> [Work instruction] Please reproduce the records, omitting nothing and changing nothing.

> [Dataset records]
PR #952, opened 2017-03-27
qemu.test.pxe_boot: extend pxe_timeout to 360s

yanan-fu:
Signe-off-by: Yanan Fu <yfu@redhat.com>

### DIFF
--- a/generic/tests/cfg/pxe_boot.cfg
+++ b/generic/tests/cfg/pxe_boot.cfg
@@ -12,7 +12,7 @@
     kill_vm_on_error = yes
     network = bridge
     restart_vm = yes
-    pxe_timeout = 60
+    pxe_timeout = 360
     image_verify_bootable = no
     kill_vm = yes
     kill_vm_gracefully = no


suqinhuang:
seems a little long, could you provide the reason, and the id ?

yanan-fu:
@suqinhuang 
There has one closed bug (id: 1196475), it closed as "not a bug", and i didn't filter new one.
this is a network problem, depends on the test environment.

Now, we have two pxe server "10.73.2.110" , "10.73.60.74", different host will use different pxe server(depends on the network segment it is).
I checked when i meet bz 1196475,  after load pxelinux.cfg/*, it cause nearly 3 mins and then go ahead ... 
for pass case, it is very fast. They use different pxe server.

In this case, once it get TFTP package, it will finished. long time will not cause extra time when test pass,  and it is more guaranteed. thanks !

suqinhuang:
LGTM
Acked

vivianQizhu:
Acked-by: Qianqian Zhu qizhu@redhat.com

CongLi:
Thanks @yanan-fu @suqinhuang @vivianQizhu .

> [Exercise response]
PR #952, opened 2017-03-27
qemu.test.pxe_boot: extend pxe_timeout to 360s

yanan-fu:
Signe-off-by: Yanan Fu <yfu@redhat.com>

### DIFF
--- a/generic/tests/cfg/pxe_boot.cfg
+++ b/generic/tests/cfg/pxe_boot.cfg
@@ -12,7 +12,7 @@
     kill_vm_on_error = yes
     network = bridge
     restart_vm = yes
-    pxe_timeout = 60
+    pxe_timeout = 360
     image_verify_bootable = no
     kill_vm = yes
     kill_vm_gracefully = no


suqinhuang:
seems a little long, could you provide the reason, and the id ?

yanan-fu:
@suqinhuang 
There has one closed bug (id: 1196475), it closed as "not a bug", and i didn't filter new one.
this is a network problem, depends on the test environment.

Now, we have two pxe server "10.73.2.110" , "10.73.60.74", different host will use different pxe server(depends on the network segment it is).
I checked when i meet bz 1196475,  after load pxelinux.cfg/*, it cause nearly 3 mins and then go ahead ... 
for pass case, it is very fast. They use different pxe server.

In this case, once it get TFTP package, it will finished. long time will not cause extra time when test pass,  and it is more guaranteed. thanks !

suqinhuang:
LGTM
Acked

vivianQizhu:
Acked-by: Qianqian Zhu qizhu@redhat.com

CongLi:
Thanks @yanan-fu @suqinhuang @vivianQizhu .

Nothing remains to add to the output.